Doublettes—such a pretty term, yet such a bad concept
Posted by Barbara Inge Karsch on June 10, 2011
Sooner rather than later terminologists need to think about database maintenance. Initially, with few entries in the database, data integrity is easy to warrant: In fact, the terminologist might remember about any entry they ever compiled; my Italian colleague, Licia, remembered just about any entry she ever opened in the database. But even the best human brains will eventually ‘run out of memory’ and blunders will happen. One of these blunders are so called doublettes.
According to ISO TR 26162, a doublette is a “terminological entry that describes the same concept as another entry.” Sometimes these entries are also referred to as duplicates or duplicate entries, but the technical term in standards is doublette. It is important to note that homonyms do not equal doublettes. In other words, two terms that are spelt the same way and that are in two separate entries may refer to the same concept and may therefore be doublettes. But they may also justifiably be listed in separate entries, because they denote slightly or completely different concepts.

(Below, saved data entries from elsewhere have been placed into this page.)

PR #19133, opened 2023-05-31
Bug fix/bts 846

cpjulia:
### Scope & Purpose

Relaxed setup cost for calculation of default sort cost. There was a hardcoded value of 100 being added to the sort cost that would be dominant when there was a small amount of documents in the collection. Even if an index would be the best candidate, if it doesn't cover a sort node present in a query, it might end up not being chosen because the default sort cost would be minimum 100 because of the former hardcoded value.
Example:
```
c = db._create("c")
c.insert({field:1})
c.ensureIndex({type:"persistent",unique:true, fields:["field"]})
db._explain(`FOR d IN c FILTER d.field == 1 SORT d._key RETURN d`)
```
Here, we want the persistent index to be chosen instead of the primary index.

- [x] :hankey: Bugfix
- [ ] :pizza: New feature

### Checklist

- [x] Tests
  - [ ] **Regression tests**
  - [ ] C++ **Unit tests**
  - [x] **integration tests**
  - [ ] **resilience tests**
- [ ] Backports

#### Related Information

- [ ] Docs PR: 
- [ ] Enterprise PR:
- [x] GitHub issue / Jira ticket: https://arangodb.atlassian.net/browse/BTS-846
- [ ] Design document:


tests/js/server/aql/aql-persistent-index.js
```diff
@@ -1552,8 +1596,137 @@ function PersistentIndexOverlappingSuite () {
...
+    testNonUniqueSimple: function () {
+      testandValidate(query1, false, false, false, false, false, 1);
+    },
+
+    testNonUniqueSimple2: function () {
+      testandValidate(query2, false, false, false, false, false, 1);
+    },
+
+    testUniqueSimpleManyDocs: function () {
+      if (isCluster) {
```
jsteemann, line 1632: the `isCluster` checks here and following are not necessary, because the entire suite is only run if `!isCluster`.

tests/js/server/aql/aql-persistent-index.js
```diff
@@ -30,20 +30,64 @@ const internal = require("internal");
...
+const idxName = "testIdx";
+const query1 = `FOR d IN ${cn} FILTER d.value == 1 SORT d._key RETURN d`;
+const query2 = `FOR d IN ${cn} FILTER d.value == 2 SORT d._key RETURN d`;
+
+
 let explain = function (query, params) {
   return helper.removeClusterNodes(helper.getCompactPlan(AQL_EXPLAIN(query, params, { optimizer: { rules: [ "-all", "+use-indexes" ] } })).map(function(node) { return node.type; }));
 };
 
+let testandValidate = function (query, isUnique, insertMoreDocs, insertIndexBeforeDocs, sameValue, isPrimary, selectivity) {
```
jsteemann, line 45:
```suggestion
let testAndValidate = function (query, isUnique, insertMoreDocs, insertIndexBeforeDocs, sameValue, isPrimary, selectivity) {
```

tests/js/server/aql/aql-persistent-index.js
```diff
@@ -30,20 +30,64 @@ const internal = require("internal");
...
+  let ensureIndex = () => {
+    internal.db[cn].ensureIndex({type: "persistent", name: idxName, unique: isUnique, fields: ["value"]});
+  };
+
+  if (insertMoreDocs) {
+    if (insertIndexBeforeDocs) {
```
jsteemann, line 51: Do we actually need to test the before/after index creation in our tests here?
I don't see the benefit of testing it here, because we will be waiting for all estimates to be synced anyway.
To simplify, we could just create the index in a way that we don't need to wait for the estimates to settle.

tests/js/server/aql/aql-persistent-index.js
```diff
@@ -30,20 +30,64 @@ const internal = require("internal");
...
+  for (const key in nodes) {
+    if (nodes[key].type === "IndexNode") {
+      const indexNode = nodes[key];
+      assertEqual(indexNode.indexes.length, 1);
+      const usedIndex = indexNode.indexes[0];
+      assertEqual(usedIndex.type, (isPrimary ? "primary" : "persistent"));
+      assertEqual(usedIndex.name, (isPrimary ? "primary" : idxName));
+      assertEqual(usedIndex.fields.length, 1);
+      assertEqual(usedIndex.fields[0], (isPrimary ? "_key" : "value"));
+      assertEqual(usedIndex.selectivityEstimate, selectivity);
```
jsteemann, line 79: If there is no IndexNode in the plan, none of the checks will be executed and the test will still pass.

jsteemann (approved):
LGTM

As an example, I deliberately set up doublettes in i-Term, a terminology management system developed by DANTERM: The terms automated teller machine and electronic cash machine can be considered synonyms and should be listed in one terminological entry. Below you can see that automated teller machine and its abbreviated form ATM have one definition and definition source, while electronic cash machine and its abbreviated form, cash machine, are listed in a separate entry with another, yet similar definition and its definition source. During database maintenance, these entries should be consolidated into one terminological entry with all its synonyms.

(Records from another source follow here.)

PR #19138, opened 2023-05-31
Fix TimeStampTransformer

markuspf:
Previously the implementation of `TimeStampTransformer`, which takes a `std::chrono::system_clock::time_point` and transforms it into a string used the ArangoDB library function `timepointToString`.

This function in turn converted the `time_point` into a `time_t` and then uses `TRI_gmtime` to format the `time_point`.

If one uses std::chrono::system_clock::time_point::min() as input value to timepointToString, this yields an invalid time_t on some platforms (in particular here Windows), leading to an error in gmtime.

The ArangoDB library function ignores that error and continues.

This leads to invalid characters being left in the serialisation of the timepoint.

This PR changes the `TimeStampTransformer` to use formatting and parsing functions from the `date.h` library to perform (de)serialisation of timestamps.

It also adds some tests.

### Scope & Purpose

- [x] :hankey: Bugfix
- [ ] :pizza: New feature

### Checklist

- [x] Tests
  - [ ] **Regression tests**
  - [x] C++ **Unit tests**
  - [ ] **integration tests**
  - [ ] **resilience tests**
- [ ] Backports

### DIFF
--- a/lib/Inspection/include/Inspection/Transformers.h
+++ b/lib/Inspection/include/Inspection/Transformers.h
@@ -36,7 +36,7 @@ namespace arangodb::inspection {
 struct TimeStampTransformer {
   using SerializedType = std::string;
   using clock = std::chrono::system_clock;
-  static constexpr std::string_view formatString = "%Y-%m-%d %H:%M:%S";
+  static constexpr std::string_view formatString = "%FT%TZ";
   auto toSerialized(clock::time_point source, std::string& target) const
       -> inspection::Status {
     target = date::format(formatString.data(), source);
--- a/lib/Inspection/include/Inspection/Transformers.h
+++ b/lib/Inspection/include/Inspection/Transformers.h
@@ -39,7 +39,8 @@ struct TimeStampTransformer {
   static constexpr std::string_view formatString = "%FT%TZ";
   auto toSerialized(clock::time_point source, std::string& target) const
       -> inspection::Status {
-    target = date::format(formatString.data(), source);
+    target =
+        date::format(formatString.data(), floor<std::chrono::seconds>(source));
     return {};
   }
   auto fromSerialized(std::string const& source,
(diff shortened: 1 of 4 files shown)


lib/Inspection/include/Inspection/Transformers.h
```diff
@@ -26,21 +26,34 @@
...
+
+#include "date/date.h"
+#include "fmt/core.h"
 
 namespace arangodb::inspection {
 
 struct TimeStampTransformer {
   using SerializedType = std::string;
   using clock = std::chrono::system_clock;
+  static constexpr std::string_view formatString = "%Y-%m-%d %H:%M:%S";
```
mpoeter, line 39: Shouldn't we format this as UTC ISO8601? In that case the format string should look like this:
```suggestion
  static constexpr std::string_view formatString = "%Y-%m-%dT%H:%M:%SZ";
```

mpoeter (approved):

lib/Inspection/include/Inspection/Transformers.h
```diff
@@ -26,21 +26,35 @@
...
 
 struct TimeStampTransformer {
   using SerializedType = std::string;
   using clock = std::chrono::system_clock;
+  static constexpr std::string_view formatString = "%FT%TZ";
   auto toSerialized(clock::time_point source, std::string& target) const
       -> inspection::Status {
-    target = timepointToString(source);
+    target =
+        date::format(formatString.data(), floor<std::chrono::seconds>(source));
```
jsteemann, line 43: Is this safe? We are now passing a pointer into an `std::string_view`'s data.
AFAIK this pointer is not guaranteed to point to a null-terminated string: https://en.cppreference.com/w/cpp/string/basic_string_view/data
So how can `date::format(pointer, ...)` know where the format string ends?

It is much easier to detect homographs that turn out to be doublettes. Rather, it should be easier to avoid them in the first place: after all, every new entry in a database starts with a search of the term denoting the concept; if it already exists with the same spelling, it would be a hit). Here are ‘homograph doublettes’ from the Microsoft Language Portal. While we can’t see the ID, the definition shows pretty clearly that the two entries are describing the same concept.
Doublettes happen, particularly in settings where more than one terminologist adds and approves entries in a database. But even if one terminologist approves all new concepts, s/he cannot guarantee that a database remains free of doublettes. The right combination of skills, processes and tool support can help limit the number, though.